# red fox gray fox and coyote question



## deerslayer15 (Nov 27, 2005)

do they all live together because i have herd they dont but this morning while checking my fox traps i noticed a set of large coyote looking traps so i was just wondering?


----------



## timberdoodle528 (Nov 25, 2003)

I am no expert by any stretch of the imagination, but I can tell you that I have seen red and grey fox and coyotes all on the same 25 acres in the last 5 yrs.
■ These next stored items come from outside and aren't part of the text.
PR #2451, opened 2024-09-12
OCM-11096 | ci: Fix the result reporting issue

xueli181114:


tests/utils/exec/reportportal/report_portal.go
```diff
@@ -133,7 +134,7 @@ func GenerateReportXMLFile() (int, int, map[string][]Testcase, map[string][]Test
 	passedNum := 0
 	issuedNum := 0
 
-	xmlFileList := ListFiles(config.Test.ArtifactDir, ".xml")
+	xmlFileList := ListFiles(config.Test.OutputDir, ".xml")
```
yasun1, line 137: I remembered why I got the junit.xml from `ArtifactDir` but not `Shared_dir`.  Look at the old code in release:
```
tar -xvf ${SHARED_DIR}/junit.tar.gz -C ${ARTIFACT_DIR}

log "INFO: Generate report portal report ..."
rosatest --ginkgo.v --ginkgo.no-color --ginkgo.timeout "10m" --ginkgo.label-filter "e2e-report"
log "\nTest results:"
cat "$ARTIFACT_DIR/e2e-test-results.json"
# Remove the old junit.xml file
rm -rf ${ARTIFACT_DIR}/*.xml
```

We should not extract the XML files into Shared_dir; otherwise, as you know, the secret can not be enveloped. So we should extract the files into the `tmp` directory or `ArtifactDir`(could be better).

xueli181114: Let's remove the xml after report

I have also found a red fox dead in our woods that appeared to have been killed by coyotes.
I have been told its not uncommon for fox and yotes to travel the same areas.
_Posted via Mobile Device_


----------



## Seaarkshooter (Nov 5, 2009)

Almost positive I got grays and yotes traveling within feet of each other on the same nights where I am trapping.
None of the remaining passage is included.